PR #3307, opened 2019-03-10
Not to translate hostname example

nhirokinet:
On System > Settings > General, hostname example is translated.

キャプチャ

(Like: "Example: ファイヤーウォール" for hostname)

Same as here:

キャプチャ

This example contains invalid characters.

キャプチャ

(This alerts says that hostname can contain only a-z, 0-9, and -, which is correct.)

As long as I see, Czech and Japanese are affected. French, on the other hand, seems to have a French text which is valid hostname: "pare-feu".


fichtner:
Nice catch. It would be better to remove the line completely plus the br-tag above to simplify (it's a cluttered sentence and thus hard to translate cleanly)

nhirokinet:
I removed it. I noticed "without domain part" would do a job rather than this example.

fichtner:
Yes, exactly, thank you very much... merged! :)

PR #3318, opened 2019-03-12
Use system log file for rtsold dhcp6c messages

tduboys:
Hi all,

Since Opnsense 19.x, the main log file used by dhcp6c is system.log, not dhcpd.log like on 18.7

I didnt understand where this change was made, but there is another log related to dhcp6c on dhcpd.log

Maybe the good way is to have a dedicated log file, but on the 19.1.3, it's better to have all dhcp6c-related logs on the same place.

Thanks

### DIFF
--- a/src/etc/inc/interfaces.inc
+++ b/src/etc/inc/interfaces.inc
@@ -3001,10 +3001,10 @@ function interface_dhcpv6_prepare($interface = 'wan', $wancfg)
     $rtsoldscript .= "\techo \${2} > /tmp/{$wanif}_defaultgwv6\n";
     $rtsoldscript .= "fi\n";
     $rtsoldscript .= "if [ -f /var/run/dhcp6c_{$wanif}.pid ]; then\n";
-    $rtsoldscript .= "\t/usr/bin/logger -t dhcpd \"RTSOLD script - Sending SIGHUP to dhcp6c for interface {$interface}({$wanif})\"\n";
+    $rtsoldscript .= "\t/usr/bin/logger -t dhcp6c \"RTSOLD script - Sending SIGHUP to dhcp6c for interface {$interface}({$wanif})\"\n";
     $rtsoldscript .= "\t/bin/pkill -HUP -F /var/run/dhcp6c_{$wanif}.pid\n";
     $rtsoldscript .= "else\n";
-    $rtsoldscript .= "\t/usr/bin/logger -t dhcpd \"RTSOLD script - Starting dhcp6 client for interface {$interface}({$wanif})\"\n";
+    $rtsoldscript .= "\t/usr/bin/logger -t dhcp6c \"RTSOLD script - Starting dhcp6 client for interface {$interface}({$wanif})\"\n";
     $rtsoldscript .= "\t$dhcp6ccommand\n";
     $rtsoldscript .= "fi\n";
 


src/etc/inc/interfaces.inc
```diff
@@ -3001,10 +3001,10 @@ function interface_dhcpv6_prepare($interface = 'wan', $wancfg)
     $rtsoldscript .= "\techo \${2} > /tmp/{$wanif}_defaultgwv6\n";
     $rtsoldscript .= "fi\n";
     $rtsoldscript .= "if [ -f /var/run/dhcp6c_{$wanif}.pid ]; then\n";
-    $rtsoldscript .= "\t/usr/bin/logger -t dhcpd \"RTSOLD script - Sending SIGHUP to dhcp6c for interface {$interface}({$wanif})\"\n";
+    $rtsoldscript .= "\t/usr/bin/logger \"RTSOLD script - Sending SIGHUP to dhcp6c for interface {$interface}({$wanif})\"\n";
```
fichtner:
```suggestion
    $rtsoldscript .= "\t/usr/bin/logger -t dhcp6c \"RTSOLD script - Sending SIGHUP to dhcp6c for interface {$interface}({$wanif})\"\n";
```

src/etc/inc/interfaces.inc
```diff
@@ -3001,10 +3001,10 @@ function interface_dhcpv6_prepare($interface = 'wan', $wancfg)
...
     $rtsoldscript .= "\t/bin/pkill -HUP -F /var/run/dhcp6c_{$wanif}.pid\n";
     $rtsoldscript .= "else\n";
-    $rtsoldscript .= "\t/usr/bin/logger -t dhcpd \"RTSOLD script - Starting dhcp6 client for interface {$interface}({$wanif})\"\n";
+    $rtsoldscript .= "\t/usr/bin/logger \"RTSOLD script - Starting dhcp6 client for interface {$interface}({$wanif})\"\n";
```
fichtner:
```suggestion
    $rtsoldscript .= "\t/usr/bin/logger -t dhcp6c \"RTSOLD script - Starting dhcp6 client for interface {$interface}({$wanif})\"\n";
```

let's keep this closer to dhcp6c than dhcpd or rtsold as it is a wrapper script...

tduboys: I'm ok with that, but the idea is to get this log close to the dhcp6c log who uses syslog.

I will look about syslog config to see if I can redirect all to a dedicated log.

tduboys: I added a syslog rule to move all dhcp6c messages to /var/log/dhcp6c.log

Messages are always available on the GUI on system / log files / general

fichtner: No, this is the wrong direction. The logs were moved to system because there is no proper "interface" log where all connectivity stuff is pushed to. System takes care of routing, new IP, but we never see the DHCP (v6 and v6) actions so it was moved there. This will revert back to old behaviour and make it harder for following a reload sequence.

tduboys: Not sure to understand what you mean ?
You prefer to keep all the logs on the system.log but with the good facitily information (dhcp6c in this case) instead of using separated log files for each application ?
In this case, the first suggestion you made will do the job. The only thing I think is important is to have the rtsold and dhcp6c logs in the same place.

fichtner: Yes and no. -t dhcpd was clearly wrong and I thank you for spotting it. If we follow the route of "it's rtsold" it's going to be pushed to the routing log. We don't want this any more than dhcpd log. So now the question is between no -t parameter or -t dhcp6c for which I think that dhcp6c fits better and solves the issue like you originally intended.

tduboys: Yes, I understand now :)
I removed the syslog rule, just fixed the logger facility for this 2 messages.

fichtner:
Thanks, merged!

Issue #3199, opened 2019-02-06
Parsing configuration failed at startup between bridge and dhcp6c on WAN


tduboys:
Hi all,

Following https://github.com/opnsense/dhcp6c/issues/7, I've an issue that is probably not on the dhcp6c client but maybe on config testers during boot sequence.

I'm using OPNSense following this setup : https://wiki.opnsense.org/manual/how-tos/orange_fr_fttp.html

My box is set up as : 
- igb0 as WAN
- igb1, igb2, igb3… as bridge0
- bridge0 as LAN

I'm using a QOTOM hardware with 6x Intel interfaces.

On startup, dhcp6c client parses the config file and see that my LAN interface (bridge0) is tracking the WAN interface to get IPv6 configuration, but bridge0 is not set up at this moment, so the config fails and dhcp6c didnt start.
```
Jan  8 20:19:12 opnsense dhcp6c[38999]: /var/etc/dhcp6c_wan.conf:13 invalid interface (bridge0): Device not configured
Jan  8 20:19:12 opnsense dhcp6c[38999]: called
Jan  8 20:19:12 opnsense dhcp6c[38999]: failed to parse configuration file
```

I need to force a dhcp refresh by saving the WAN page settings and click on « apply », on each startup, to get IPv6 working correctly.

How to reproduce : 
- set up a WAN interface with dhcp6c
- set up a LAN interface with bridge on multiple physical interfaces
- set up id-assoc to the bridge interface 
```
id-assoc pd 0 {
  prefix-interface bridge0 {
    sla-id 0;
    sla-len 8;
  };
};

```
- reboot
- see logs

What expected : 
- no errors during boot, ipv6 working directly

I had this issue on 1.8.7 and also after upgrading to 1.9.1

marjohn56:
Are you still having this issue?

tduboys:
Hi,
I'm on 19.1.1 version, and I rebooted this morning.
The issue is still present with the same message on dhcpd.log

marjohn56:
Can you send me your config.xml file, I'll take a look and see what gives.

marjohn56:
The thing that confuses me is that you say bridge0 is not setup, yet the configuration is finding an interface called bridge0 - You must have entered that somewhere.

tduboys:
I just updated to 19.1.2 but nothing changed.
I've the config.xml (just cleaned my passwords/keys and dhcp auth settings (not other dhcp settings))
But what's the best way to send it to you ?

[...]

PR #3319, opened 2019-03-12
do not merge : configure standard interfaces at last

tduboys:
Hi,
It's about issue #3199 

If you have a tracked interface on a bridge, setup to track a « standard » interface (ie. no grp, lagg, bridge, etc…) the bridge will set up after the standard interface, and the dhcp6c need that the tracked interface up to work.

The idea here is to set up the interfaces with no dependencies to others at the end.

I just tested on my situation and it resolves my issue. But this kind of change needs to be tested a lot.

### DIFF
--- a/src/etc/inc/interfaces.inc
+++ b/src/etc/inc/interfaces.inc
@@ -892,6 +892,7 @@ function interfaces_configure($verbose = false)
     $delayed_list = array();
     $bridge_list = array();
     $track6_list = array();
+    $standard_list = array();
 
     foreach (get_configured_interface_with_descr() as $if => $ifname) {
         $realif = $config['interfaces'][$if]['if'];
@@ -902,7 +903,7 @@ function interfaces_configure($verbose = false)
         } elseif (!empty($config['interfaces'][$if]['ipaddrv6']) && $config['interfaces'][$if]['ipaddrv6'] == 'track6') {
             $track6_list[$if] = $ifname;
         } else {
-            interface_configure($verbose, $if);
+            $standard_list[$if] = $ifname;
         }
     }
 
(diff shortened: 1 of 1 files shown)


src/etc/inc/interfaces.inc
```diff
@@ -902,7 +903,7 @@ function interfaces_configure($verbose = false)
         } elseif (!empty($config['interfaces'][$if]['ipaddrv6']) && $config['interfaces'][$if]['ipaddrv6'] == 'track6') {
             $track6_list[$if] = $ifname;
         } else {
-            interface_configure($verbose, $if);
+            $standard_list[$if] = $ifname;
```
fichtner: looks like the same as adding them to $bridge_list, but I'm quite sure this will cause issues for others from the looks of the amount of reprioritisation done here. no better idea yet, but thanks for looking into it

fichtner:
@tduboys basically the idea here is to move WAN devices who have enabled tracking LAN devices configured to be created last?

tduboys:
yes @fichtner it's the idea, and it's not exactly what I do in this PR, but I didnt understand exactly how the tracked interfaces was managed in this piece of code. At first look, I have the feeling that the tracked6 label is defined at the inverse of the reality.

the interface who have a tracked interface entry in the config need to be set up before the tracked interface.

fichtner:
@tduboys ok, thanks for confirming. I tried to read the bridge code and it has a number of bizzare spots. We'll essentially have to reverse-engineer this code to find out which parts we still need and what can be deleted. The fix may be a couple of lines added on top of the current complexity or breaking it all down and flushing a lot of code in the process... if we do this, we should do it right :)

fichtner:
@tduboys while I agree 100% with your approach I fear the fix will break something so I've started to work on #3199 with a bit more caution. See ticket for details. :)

....

» **WORK TO BE COMPLETED**
Once you have found every line in the listing that holds the string "only", copy each of them.

» **FINAL ANSWER**
(This alerts says that hostname can contain only a-z, 0-9, and -, which is correct.)
In this case, the first suggestion you made will do the job. The only thing I think is important is to have the rtsold and dhcp6c logs in the same place.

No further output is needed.